Choosing Best Education Loans | Education Loans for Students

Education Loans | Loans
by Priyadarshini 18 November 2021

Which educational loan should you take out?

In Singapore, there are many different types of school loans, and they differ in more ways than just interest rates. Here are some things to keep an eye out for when comparing loans. In this blog, we tell you about choosing best education loans in Singapore.

Loan quantum

Make sure that the lowest and maximum amounts of money you can borrow allow you to borrow the amount you require.

Interest rate while studying versus. after graduation

Obviously, the lower the interest rate, the less expensive the loan. If you choose an interest-only loan, the interest rate charged by the bank while you are still studying may change from the interest rate charged after you graduate.

Loan tenure

The maximum loan length is from 8 to 10 years, with a one-year minimum.

Repaying the Loan

One of the most crucial considerations is when you must repay your loan. Monthly rest loans (which are also the most affordable) will compel you to begin making loans or at least interest repayments while you are still in school. Interest-only loans (which are significantly more expensive) require you to repay the loan once you have completed your course. As a result, the monthly payments you must make while you are still enrolled may change from those you must make after you graduate.

Prepayment Penalty

If you get a good job, you’ll undoubtedly want to pay off your student loans as quickly as feasible. Most loans may charge you a prepayment penalty if you pay off the loan early, so compare these.

Other charges

A processing fee of roughly 2% is normally levied. It never hurts to compare.

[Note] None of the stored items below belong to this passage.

Issue #3672, opened 2022-01-27
`np.genfromtxt` reads SCT version number as value during stable releases


joshuacwnewton:
This is a tiny bug, and only affects the test suite (and not one that actually affects our processing). But, running `sct_testing` for a stable release will cause the following error:

```
=================================== FAILURES ===================================
_________________ test_sct_extract_metric_against_groundtruth __________________
Traceback (most recent call last):
  File "/home/joshua/sct_5.5/testing/cli/test_cli_sct_extract_metric.py", line 20, in test_sct_extract_metric_against_groundtruth
    assert results == pytest.approx([176.1532, 32.6404, 11.4573], abs=0.001)  # Size[vox], WA, and STD respectively
AssertionError: assert array([  5.5 ... 11.4573414 ]) == approx([176.1...73 ± 1.0e-03])
  +array([  5.5       , 176.15326674,  32.64041623,  11.4573414 ])
  -approx([176.1532 ± 1.0e-03, 32.6404 ± 1.0e-03, 11.4573 ± 1.0e-03])
=========================== short test summary info ============================
FAILED ../../sct_5.5/testing/cli/test_cli_sct_extract_metric.py::test_sct_extract_metric_against_groundtruth
ERROR ../../sct_5.5/testing/cli/test_cli_sct_extract_metric.py::test_sct_extract_metric_against_groundtruth
=================== 1 failed, 38 warnings, 1 error in 0.57s ====================
```

The issue here is with this test:

https://github.com/spinalcordtoolbox/spinalcordtoolbox/blob/fc34ee93cf0073a2abaca9f786aa0f794101e0c4/testing/cli/test_cli_sct_extract_metric.py#L13-L20

When `np.genfromtxt` is used to read from the output .csv file from the test (repeated here):

|Timestamp          |SCT Version|Filename                                                |Slice (I->S)|VertLevel|DistancePMJ|Label       |Size [vox]        |WA()              |STD()             |
|-------------------|-----------|--------------------------------------------------------|------------|---------|-----------|------------|------------------|------------------|------------------|
|2022-01-27 15:50:40|5.5        |/home/joshua/sct_5.5/data/sct_testing_data/mt/mtr.nii.gz|1:2         |         |           |white matter|176.15326673992857|32.640416229403456|11.457341402914249|

The "SCT Version" cell value `5.5` is interpreted as a numerical value instead of a string.

----

[...]

PR #3678, opened 2022-02-02
Test release path in CI

### LINKED ISSUE #3669: Consider testing stable release install path in CI
Part of why the bug in https://github.com/spinalcordtoolbox/spinalcordtoolbox/issues/3667 slipped through is that the "stable release" installation path isn't actively tested at the moment.

Fixing this could be done quite simply, I think. We could just add a switch to the pre-existing `create-release.yml` workflow that follows all of the steps right up until committing the files to the `release` branch. Then, instead of creating a new release, it simply tries re-installing SCT. 

While not _super_ thorough, it would give us some peace of mind about the "stable release" installation path, as well as help to ensure that the `create-release.yml` workflow itself is working as intended, too.

joshuacwnewton:
#### GitHub

#### PR contents

## Description

Draft PR while I test whether or not this works. Will update once ready.

## Linked issues

Fixes #3669.


joshuacwnewton:
Side-comment: It looks like codecov is showing that coverage decreased for this change. But, this change affects only a GitHub Actions `.yml` file. So, I wonder if there's a way to specify that `codecov` should only be looking at the `./spinalcordtoolbox` package directory, rather than the full SCT repo. :thinking:

.github/workflows/create-release.yml
```diff
@@ -45,23 +57,52 @@ jobs:
...
+      # Relevant documentation: https://docs.github.com/en/actions/reference/workflow-commands-for-github-actions#environment-files
+      # This workaround should be replaced by https://github.com/spinalcordtoolbox/spinalcordtoolbox/pull/3198#discussion_r568225392
+
+    - name: Run sct_check_dependencies
+      run: |
+        sct_check_dependencies
+
+    - name: Run sct_testing
+      run: |
+        sct_testing
```
joshuacwnewton, line 88: Hmm. I'm surprised that https://github.com/spinalcordtoolbox/spinalcordtoolbox/issues/3672 isn't triggered by this CI run. I assumed that if `sct_testing` was called post-install from `release`, then this issue would crop up. :thinking: 

I'll look into this and see what I can find.

joshuacwnewton: Update: While I'm not sure if this is the cause of the issue, I did find one bug in `install_sct`. Currently, to determine whether this is a `release` installation, we use the following logic: 

https://github.com/spinalcordtoolbox/spinalcordtoolbox/blob/f068452c43e19669faca45c222f3d6fca60ca743/install_sct#L412-L420

Checking for `.git` works if you're downloading the source code from the Releases page, but _doesn't_ work if you've checked out the `release` branch (which we do in this GitHub Workflow). So, I think it might be more reliable to check for the presence of `requirements-freeze.txt`, which is the only release-specific file.

This could have some effect on whether the tests are truly being run from the "release" branch as I hoped.

joshuacwnewton: Ah, and fixing the problem in this branch does nothing, because `create-release.yml` checks out `master` first. :laugh:

joshuacwnewton: Excellent! I switched the main branch to this PR, and now the test fails as expected.

This gives us some assurance that #3672 would have been caught by this worklflow, and that we can catch any other release-related issues ahead of time.

joshuacwnewton: I think I'm going to test a fix for #3672 in this branch for convenience sake, since we have the CI ready for debugging purposes, and merging this PR as-is will just cause a failure on `master`.

.github/workflows/create-release.yml
```diff
@@ -6,10 +6,29 @@ on:
...
+    # https://docs.github.com/en/free-pro-team@latest/actions/reference/workflow-syntax-for-github-actions#onschedule
+    # > Scheduled workflows run on the latest commit on the default or base branch
+    # i.e. this can only run on master
+    - cron: '0 11 * * *'
 
 env:
-  MAIN_BRANCH: "master"
+  # FIXME: If you see this comment in production, revert to "master" ASAP.
+  # --> Temporarily switched to PR branch to demo an `install_sct` fix.
+  MAIN_BRANCH: "jn/3669-test-release-path-in-CI"
```
joshuacwnewton, line 24: TODO: Remember to revert this back to `master` once this PR is ready to merge.

.github/workflows/create-release.yml
joshuacwnewton: Ok, I've got a fix up in [93cc464](https://github.com/spinalcordtoolbox/spinalcordtoolbox/pull/3678/commits/93cc4640faf39de501baf933f292ef0b69667a17). :)

spinalcordtoolbox/aggregate_slicewise.py
```diff
@@ -544,7 +544,7 @@ def save_as_csv(agg_metric, fname_out, fname_in=None, append=False):
 
     # populate data
     with open(fname_out, 'a') as csvfile:
-        spamwriter = csv.writer(csvfile, delimiter=',')
+        spamwriter = csv.writer(csvfile, delimiter=',', quoting=csv.QUOTE_NONNUMERIC)
```
mguaypaq, line 547: That a useful option! I'll note that `delimiter=','` is the default already, but it doesn't hurt to be explicit.

.github/workflows/create-release.yml
```diff
@@ -6,10 +6,29 @@ on:
       milestone_title:
         description: 'Milestone title'
         required: true
+  push:
+    branches:
+      - master
+  pull_request:
+    branches:
+      - '*'
```
mguaypaq, line 14: I'm not sure I understand [the docs](https://docs.github.com/en/actions/using-workflows/triggering-a-workflow#using-activity-types-and-filters-with-multiple-events) completely, but it looks like this will trigger the "Create release" workflow on every merge into master and on every PR, **in addition** to every day at 11am? Is there a reason for wanting both?

.github/workflows/create-release.yml
```diff
@@ -45,23 +65,52 @@ jobs:
         echo "# Platform-specific torch requirements (See SCT Issue #2745)" >> requirements-freeze.txt
         grep "torch" requirements.txt >> requirements-freeze.txt
 
-    - name: Update version.txt
+    - name: Update version.txt (using test value for CI)
+      run: |
+        echo "0.0" > spinalcordtoolbox/version.txt
+      # Only attach to release if workflow is run manually. (This allows the workflow to double as a PR test.)
```
mguaypaq, line 71: Since this condition is the opposite of the condition below, I assume the comment should also be the opposite? Or else I don't quite understand the phrase "only attach to release".
```suggestion
      # Only attach to release if workflow is run automatically. (This allows the workflow to double as a PR test.)
```

mguaypaq (approved):
So, even though this workflow creates a merge-commit when it's run automatically, that's ok because it doesn't get pushed to the repo in that case.

This seems like a fine way to do it. I'm marking this as approved, assuming you explain and/or fix the triggers and that TODO comment you left before merging.

.github/workflows/create-release.yml
mguaypaq: To clarify, I was suggesting that maybe the daily run itself is sufficient (but I haven't done releases before, so @joshuacwnewton's opinion counts for a lot more!). I agree that regularly checking dependencies is good!

joshuacwnewton: In 99% of cases, the "merge into master" run is probably overkill, yes! 

* Our PRs already have a requirement for being up to date with master, so we already effectively test the build on master right before the PR is merged, anyway.
* If somehow there ends up being some quirk or issue that would only reveal itself on `master` branch specifically, then we would see at most a ~24h delay before finding out that something had broke (because of the cron job).

At the same time, maybe that one extra run is still useful feedback? Say we merge a PR at noon, then notice the build fails at 1pm, and then fix it by 2pm... it's probably an unlikely scenario, but it would save us a day's worth of delay. :thinking:

.github/workflows/create-release.yml
joshuacwnewton: Good catch! This was a copy-paste that I forgot to update. :sweat_smile: 

In fact, we're not even attaching the file to the release at all, so the whole comment is misleading. It would probably be better as something like:

```suggestion
      # If the workflow *hasn't* been run manually, then it's being run as a PR test, so use a dummy value instead
```

spinalcordtoolbox/aggregate_slicewise.py
joshuacwnewton: Ah, good to know! 

Honestly, this section could be cleaned up a little more (e.g. the fact that we use `spamwriter`, which I think is copied and pasted right out of a Python tutorial...) but I wanted to keep my changes minimal and easy to review.

I'm never quite sure when a good time is to clean up little things like this. :thinking:

.github/workflows/create-release.yml
joshuacwnewton: In fact, this PR is a good example of a case where keeping the `master` check is useful?

Since I had to do a little hacky branch workaround to test the changes in this PR (https://github.com/spinalcordtoolbox/spinalcordtoolbox/pull/3678#discussion_r799585067), I'm still not 100% sure if this workflow will work on `master`. I'm 99% sure they will? But just in case there's something I've missed, it will be nice to get immediate feedback.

Choosing Best Education Loans in Singapore

Before you agree to an education loan, you should compare them and choose the one with the lowest interest rate. Choose monthly rest loans over interest-only loans whenever possible (unless you have absolutely no way to pay back a few hundred dollars a month).

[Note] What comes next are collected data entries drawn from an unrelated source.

PR #4511, opened 2024-06-04
Increase timeout of `mutex` to avoid `AlreadyLocked` errors with many concurrent processes

### LINKED ISSUE #4501: `portalocker` error when running `sct_qc` with a large number of jobs in parallel
I ran into a `portalocker.exceptions.AlreadyLocked` error when I running `sct_qc` in a [`sct_run_batch` script](https://github.com/jqmcginnis/miccai_amai_lesions_spine/blob/main/dataset-conversion/generate_qc_datasets_gt.sh) with a large number of jobs in parallel (`-jobs 32`). @mguaypaq suggested to use lesser number of jobs (ideally 1 to never run into this) but I was able to run the script successfully with `-jobs 8`. The full error trace is shown below.

<details>
<summary> Error trace </summary>

```
*** Generate Quality Control (QC) html report ***
Resampling image "sub-m018732_ses-20180107_acq-ax_T2w_desc-straightened.nii.gz" to 0.6x0.6 mm
Resampling image "sub-m018732_ses-20180107_acq-ax_T2w_seg-manual_desc-straightened.nii.gz" to 0.6x0.6 mm
[33mConverting image from type 'uint8' to type 'float64' for linear interpolation[0m
[33mImage header specifies datatype 'float64', but array is of type 'int64'. Header metadata will be overwritten to use 'int64'.[0m
QcImage: layout with Axial slice
Compute center of mass at each slice
/home/GRAMES.POLYMTL.CA/u114716/spinalcordtoolbox/python/envs/venv_sct/lib/python3.9/site-packages/scipy/ndimage/_measurements.py:1542: RuntimeWarning: invalid value encountered in scalar divide
  results = [sum(input * grids[dir].astype(float), labels, index) / normalizer
/home/GRAMES.POLYMTL.CA/u114716/tum-poly/qc_straight_stitched/qc/sub-m018732/sub-m018732/ses-20180107/anat/sct_deepseg_sc/2024_05_30_130243.408480/background_img.png
  File "/home/GRAMES.POLYMTL.CA/u114716/spinalcordtoolbox/spinalcordtoolbox/scripts/sct_qc.py", line 121, in <module>
    main(sys.argv[1:])
  File "/home/GRAMES.POLYMTL.CA/u114716/spinalcordtoolbox/spinalcordtoolbox/scripts/sct_qc.py", line 104, in main
    generate_qc(fname_in1=arguments.i,
  File "/home/GRAMES.POLYMTL.CA/u114716/spinalcordtoolbox/spinalcordtoolbox/reports/qc.py", line 771, in generate_qc
    QcImage(
  File "/home/GRAMES.POLYMTL.CA/u114716/spinalcordtoolbox/spinalcordtoolbox/reports/qc.py", line 296, in layout
    self._make_QC_image_for_3d_volumes(img, mask, plane=self.qc_report.plane)
  File "/home/GRAMES.POLYMTL.CA/u114716/spinalcordtoolbox/spinalcordtoolbox/reports/qc.py", line 341, in _make_QC_image_for_3d_volumes
    self.qc_report.update_description_file()
  File "/home/GRAMES.POLYMTL.CA/u114716/spinalcordtoolbox/spinalcordtoolbox/reports/qc.py", line 588, in update_description_file
    with mutex(f"sct_qc-{os.path.basename(path_qc)}-{md5(self.path_qc.encode('utf-8')).hexdigest()}"):
  File "/home/GRAMES.POLYMTL.CA/u114716/spinalcordtoolbox/python/envs/venv_sct/lib/python3.9/contextlib.py", line 119, in __enter__
    return next(self.gen)
  File "/home/GRAMES.POLYMTL.CA/u114716/spinalcordtoolbox/spinalcordtoolbox/utils/fs.py", line 281, in mutex
    semaphore.acquire()
  File "/home/GRAMES.POLYMTL.CA/u114716/spinalcordtoolbox/python/envs/venv_sct/lib/python3.9/site-packages/portalocker/utils.py", line 493, in acquire
    raise exceptions.AlreadyLocked()
portalocker.exceptions.AlreadyLocked

```

</details>

Command used:

```
sct_run_batch -path-data ~/tum-poly/straightened_sc_stitch_linear_bin_full/data_processed_clean -path-output ~/tum-poly/qc_straight_stitched_2 -jobs 32 -script ~/tum-poly/miccai_amai_lesions_spine/dataset-conversion/generate_qc_datasets_gt.sh -script-args "stitched"
```

joshuacwnewton:
## Description

When many processes are running (e.g. `sct_run_batch -jobs 32`), we may have many different subjects trying to write to the QC report at one time. To avoid corruption/file overwriting, we limit the QC report to 1 process at a time, while other processes have to wait their turn. By default, the timeout is 5s, after which an `AlreadyLocked` error will occur.

To fix this, I first amended our parallel QC test to try to better catch this issue, since this error only occurs when there are many jobs running, but the test only checked against `jobs=2`. (Anecdotally, 2-8 jobs will be able to acquire the lock on first try, but 16+ jobs will start to back up, causing waits and re-attempts to acquire the lock.) Also, I modified portalocker's logger so that we can see `portalocker`'s internal behavior when run to its limits. To see the new `DEBUG` output locally, run:

```
sct_testing -o log_cli=true testing/api/test_qc_parallel.py::test_many_qc
```

Then, I increased the timeout to allow more time for older processes to eventually acquire the lock.

(Note: I also sped up the check interval a little (`0.25` -> `0.1`) in the hopes of increasing the probability that "waiting" locks will acquire the lock ahead of new processes. That way, we lower the possibility of new processes cutting in line and delaying a single old process that just can't seem to acquire the lock.)

I think ideally, we would try to optimize the code that occurs under the lock (so that processes release the lock quicker). But, I think increasing the timeout is a much easier short-term solution. 

## Linked issues

Fixes #4501.

### DIFF
--- a/testing/api/test_qc_parallel.py
+++ b/testing/api/test_qc_parallel.py
@@ -20,13 +20,13 @@ def test_many_qc():
     if multiprocessing.cpu_count() < 2:
         pytest.skip("Can't test parallel behaviour")
 
-    p = multiprocessing.Pool(2)
+    p = multiprocessing.Pool(multiprocessing.cpu_count())
 
     with TemporaryDirectory(prefix="sct-qc-") as tmpdir:
         # This `try, finally` pattern mitigates hanging with pytest-cov
         # See: https://github.com/spinalcordtoolbox/spinalcordtoolbox/issues/3661#issuecomment-1029057900
         try:
-            p.map(gen_qc, [tmpdir] * 5)
+            p.map(gen_qc, [tmpdir] * (multiprocessing.cpu_count() * 2))
         finally:
             p.close()  # Marks the pool as closed.
             p.join()   # Waits for workers to exit.
--- a/testing/api/test_qc_parallel.py
+++ b/testing/api/test_qc_parallel.py
@@ -2,6 +2,8 @@
 
 from tempfile import TemporaryDirectory
 import pytest
+import logging
+import sys
 
 import multiprocessing
 
@@ -17,6 +19,13 @@ def gen_qc(path_qc):
 
 def test_many_qc():
     """Test many qc images can be made in parallel"""
+    # Turn on debug logging for fs.py to check mutex acquire/release times
+    # To check this output locally, run: `sct_testing -o log_cli=true testing/api/test_qc_parallel.py::test_many_qc`
+    screen_handler = logging.StreamHandler(stream=sys.stderr)
+    logger = logging.getLogger("portalocker.utils")
+    logger.setLevel(logging.DEBUG)
+    logger.addHandler(screen_handler)
+
     if multiprocessing.cpu_count() < 2:
         pytest.skip("Can't test parallel behaviour")
 
--- a/spinalcordtoolbox/utils/fs.py
+++ b/spinalcordtoolbox/utils/fs.py
@@ -277,7 +277,7 @@ def mutex(name):
     We use a mutex over a lock because the mutex doesn't depend on the destination
     of the locked files, which allows us to avoid locking on e.g. NFS-mounted drives.
     """
-    semaphore = portalocker.BoundedSemaphore(maximum=1, name=name)
+    semaphore = portalocker.BoundedSemaphore(maximum=1, name=name, timeout=60, check_interval=0.1)
     semaphore.acquire()
     try:
         yield semaphore


testing/api/test_qc_parallel.py
```diff
@@ -17,16 +19,23 @@ def gen_qc(path_qc):
 
 def test_many_qc():
     """Test many qc images can be made in parallel"""
+    # Turn on debug logging for fs.py to check mutex acquire/release times
+    # To check this output locally, run: `sct_testing -o log_cli=true testing/api/test_qc_parallel.py::test_many_qc`
+    screen_handler = logging.StreamHandler(stream=sys.stderr)
```
joshuacwnewton, line 24: Note: Setting `stream=sys.stderr` has the helpful effect of logging all `portalocker` DEBUG messages together at the end of the test output.

However... huh. I'm realizing that this behavior only occurs inside of PyCharm, and not more generally in terminals. So, this might be unnecessary?

image

joshuacwnewton: I'm also realizing that this log output doesn't do a great job at identifying which process the log messages belong to, nor does it give any sort of timestamp... :thinking:

mguaypaq: At least it confirms that the test processes are actually trying to lock the file at the same time?

PR #4517, opened 2024-06-06
Update CentOS Stream 8 runner to work past EOL

### LINKED ISSUE #3675: CentOS 8 runner - `Error: Failed to download metadata for repo 'appstream'`
This issue is hitting multiple of our PRs (e.g. [this one](https://github.com/spinalcordtoolbox/spinalcordtoolbox/runs/5011777965?check_suite_focus=true)). Will dig deeper soon, but wanted to quickly open an issue for this so that we have a place to discuss. It's probably an upstream thing, rather than an issue on our end!

The relevant line in the workflow file is: 

https://github.com/spinalcordtoolbox/spinalcordtoolbox/blob/fc34ee93cf0073a2abaca9f786aa0f794101e0c4/.github/workflows/tests.yml#L165-L167

joshuacwnewton:
## Description

CentOS Stream 8 hit EOL on May 31st, 2024 after which its packages were moved to vault.centos.org. To continue installing the necessary dependencies, then, it is necessary to point yum's mirrorlist to this new location.

I've tested the changes here: https://github.com/spinalcordtoolbox/spinalcordtoolbox/actions/runs/9405745110

We could instead consider retiring CentOS Stream 8 entirely? But, this seems like a relatively easy way to keep testing things (at least until something else changes in the future).

## Linked issues

Fixes #3675.


mguaypaq (approved):
Looks good, thanks! And let's bring up the issue of whether we still want to test CentOS Stream 8 at the dev meeting.

PR #4519, opened 2024-06-06
Indicate model version in "model is up to date" log message

### LINKED ISSUE #4518: Indicate deepseg model
Thanks to a recent PR, the model version is now checked, and the user sees this at inference:

~~~
Model 'model_seg_sc_contrast_agnostic_softseg_monai' is up to date
~~~

This is great, but what would be even greater, would be to display the model version, eg:
~~~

Monthly rest loans require you to begin repaying your loans with interest while you are still in school. But they will cost you far less in the long run than interest-only loans, which allow you to repay only interest while you are in school and defer the majority of your loan repayments until graduation.

What exactly are interest-only educational loans?

The loans indicated above are the cheapest options for those who do not use the CPF Education Scheme or the MOE Tuition Fee Loan. Some students, though, continue to opt for interest-only education loans.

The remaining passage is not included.